Martin_Hosken · July 26, 2023, 10:07am

I’m not sure what is going wrong here, but the first line of verse 9 ends with a space. Removing the space fixes everything up nicely. And looking at the interlinear file, I suspect that Paratext is magically munging that space away. I’m sorry but trying to guess the internal magic that PT does when it considers a character position in a verse is a pain. I do hope we can sort this out for the future.

jklassen · July 27, 2023, 3:32pm

Martin – thank you. Excellent. I’ve edited the project text to remove spaces at these locations, and the rendering is now OK, as you indicated.

I doubt I would have ever identified this cause. Who knows …

As I think you’re suggesting - perhaps PTXPrint could be more tolerant of this, somehow, in the future.

David_Gardner · July 27, 2023, 8:56pm

The problem is, I believe, what Paratext’s XML specifies and what it doesn’t. It specifies chunk of text, gloss-id (cross-referencing the Lexicon.xml file) and the position of the original text in some representatoin of the input stream. It does not preserve the order of occurrence. The verses are not in sequence, either.

A given word or phrase may be glossed as word(s) or stem and morphemes, (of course with different glosses) and the only way to tell which homograph is which or which level of glossing the user expects is via the positioning data. The glossing file seems to ignore case, punctuation and SFM marks, and probably other things too.

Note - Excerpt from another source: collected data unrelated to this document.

PR #486, opened 2023-03-08
Parallel schema creation

bharadwaj-aditya:
Create a parallel task processor. Used it for processing tables in parallel.

- [x] Tests pass

### DIFF
--- a/common/utils/utils.go
+++ b/common/utils/utils.go
@@ -561,7 +561,7 @@ func GetLegacyModeSupportedDrivers() []string {
 // ReadSpannerSchema fills conv by querying Spanner infoschema treating Spanner as both the source and dest.
 func ReadSpannerSchema(ctx context.Context, conv *internal.Conv, client *sp.Client) error {
 	infoSchema := spanner.InfoSchemaImpl{Client: client, Ctx: ctx, TargetDb: conv.TargetDb}
-	err := common.ProcessSchema(conv, infoSchema)
+	err := common.ProcessSchema(conv, infoSchema, 0)
 	if err != nil {
 		return fmt.Errorf("error trying to read and convert spanner schema: %v", err)
 	}
--- a/common/utils/utils.go
+++ b/common/utils/utils.go
@@ -561,7 +561,7 @@ func GetLegacyModeSupportedDrivers() []string {
 // ReadSpannerSchema fills conv by querying Spanner infoschema treating Spanner as both the source and dest.
 func ReadSpannerSchema(ctx context.Context, conv *internal.Conv, client *sp.Client) error {
 	infoSchema := spanner.InfoSchemaImpl{Client: client, Ctx: ctx, TargetDb: conv.TargetDb}
-	err := common.ProcessSchema(conv, infoSchema, 0)
+	err := common.ProcessSchema(conv, infoSchema, common.DefaultWorkers)
 	if err != nil {
 		return fmt.Errorf("error trying to read and convert spanner schema: %v", err)
 	}
--- a/sources/common/infoschema.go
+++ b/sources/common/infoschema.go
@@ -26,6 +26,8 @@ import (
 	"github.com/cloudspannerecosystem/harbourbridge/spanner/ddl"
 )
 
+const DefaultWorkers = 20 // Default to 20 - observed diminishing returns above this value
+
 // InfoSchema contains database information.
 type InfoSchema interface {
 	GetToDdl() ToDdl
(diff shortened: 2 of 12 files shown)


sources/common/infoschema.go
```diff
@@ -58,18 +59,36 @@ type FkConstraint struct {
 // ProcessSchema performs schema conversion for source database
 // 'db'. Information schema tables are a broadly supported ANSI standard,
 // and we use them to obtain source database's schema information.
-func ProcessSchema(conv *internal.Conv, infoSchema InfoSchema) error {
+// numWorkers decides the parallelism while converting tables
+func ProcessSchema(conv *internal.Conv, infoSchema InfoSchema, numWorkers int) error {
 	tables, err := infoSchema.GetTables()
+	fmt.Println("fetched tables", tables)
```
shreyakhajanchi, line 65: Instead of these print statements wouldn't it be better to use logger.Log.Debug

sources/common/infoschema.go
```diff
@@ -58,18 +59,36 @@ type FkConstraint struct {
...
 	if err != nil {
 		return err
 	}
-	for _, t := range tables {
-		if err := processTable(conv, t, infoSchema); err != nil {
-			return err
-		}
+
+	if numWorkers < 1 {
+		numWorkers = 20 // Default to 20 - observed diminishing returns above this value
```
shreyakhajanchi, line 71: It would be better to define this as a constant

sources/common/infoschema.go
shreyakhajanchi: Same comment for other print statements

common/utils/utils.go
```diff
@@ -561,7 +561,7 @@ func GetLegacyModeSupportedDrivers() []string {
 // ReadSpannerSchema fills conv by querying Spanner infoschema treating Spanner as both the source and dest.
 func ReadSpannerSchema(ctx context.Context, conv *internal.Conv, client *sp.Client) error {
 	infoSchema := spanner.InfoSchemaImpl{Client: client, Ctx: ctx, TargetDb: conv.TargetDb}
-	err := common.ProcessSchema(conv, infoSchema)
+	err := common.ProcessSchema(conv, infoSchema, 0)
```
shreyakhajanchi, line 564: Better to define a constant of 20 workers and use that instead of 0 for better readability

sources/common/infoschema.go
```diff
@@ -58,18 +59,36 @@ type FkConstraint struct {
...
+		mutex.Lock()
+		conv.SrcSchema[table.Name] = table
+		mutex.Unlock()
+		res := TaskResult[SchemaAndName]{t, e}
+		return res
 	}
+
+	res, e := RunParallelTasks(tables, numWorkers, asyncProcessTable, true)
+	if e != nil {
+		fmt.Println("exiting due to error while processing schema for table", res)
```
shreyakhajanchi, line 85: do we want to print error here instead of res?

shreyakhajanchi (commented):
Left minor comments

sources/common/infoschema.go
bharadwaj-aditya: planning to take that up as a separate exercise across the file as the logs are currently not being printed to stdout and will be lost.

webv2/web.go
```diff
@@ -240,13 +240,13 @@ func convertSchemaSQL(w http.ResponseWriter, r *http.Request) {
 	var err error
 	switch sessionState.Driver {
 	case constants.MYSQL:
-		err = common.ProcessSchema(conv, mysql.InfoSchemaImpl{DbName: sessionState.DbName, Db: sessionState.SourceDB})
+		err = common.ProcessSchema(conv, mysql.InfoSchemaImpl{DbName: sessionState.DbName, Db: sessionState.SourceDB}, common.DefaultWorkers)
 	case constants.POSTGRES:
-		err = common.ProcessSchema(conv, postgres.InfoSchemaImpl{Db: sessionState.SourceDB})
+		err = common.ProcessSchema(conv, postgres.InfoSchemaImpl{Db: sessionState.SourceDB}, 0)
```
shreyakhajanchi, line 245: DefaultWorkers here instead of 0

shreyakhajanchi (commented):
LGTM. 2 minor open comments

shreyakhajanchi (approved):

webv2/web.go
bharadwaj-aditya: fixed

Thus if the glossing file matches the input, then assuming that Martin has understood the undocumented way in which Paratext counts characters in its internal representation of the file, then the right thing to do is cut out the word/phrase unit by position and replace with the gloss, possibly doing some case transposition as appropriate.

If the verse has changed, then that doesn’t work. If the internal representation of the file is wrong, then it doesn’t work.

Any unconstrained search and replace is going to get false matches on homographs, so that can’t be used as a general approach. There could be some guessing done, looking for fuzzy-matches plus or minus a few characters, breaking at word-gaps, for instance. That would cost a fairly large investment of programmer time, but there could be problems. If the spacing has changed because someone has reordered the words in the verse, the homograph offset by 3 characters might not be the same word. E.g. Romani has fairly free word order:

 O    Del  te  del tut haro
(the) God SUBJ give you grace
"May God give you grace"

vs

 Te  del   o   Del  tut haro
SUBJ give (the) God you grace
"May God give you grace"

PTXprint can’t go into the linguistics rules of the language. Not even Paratext remembers / asks what parts of speech things are. The only reliable way to get trustworthy interlinear data is for the user to approve glosses.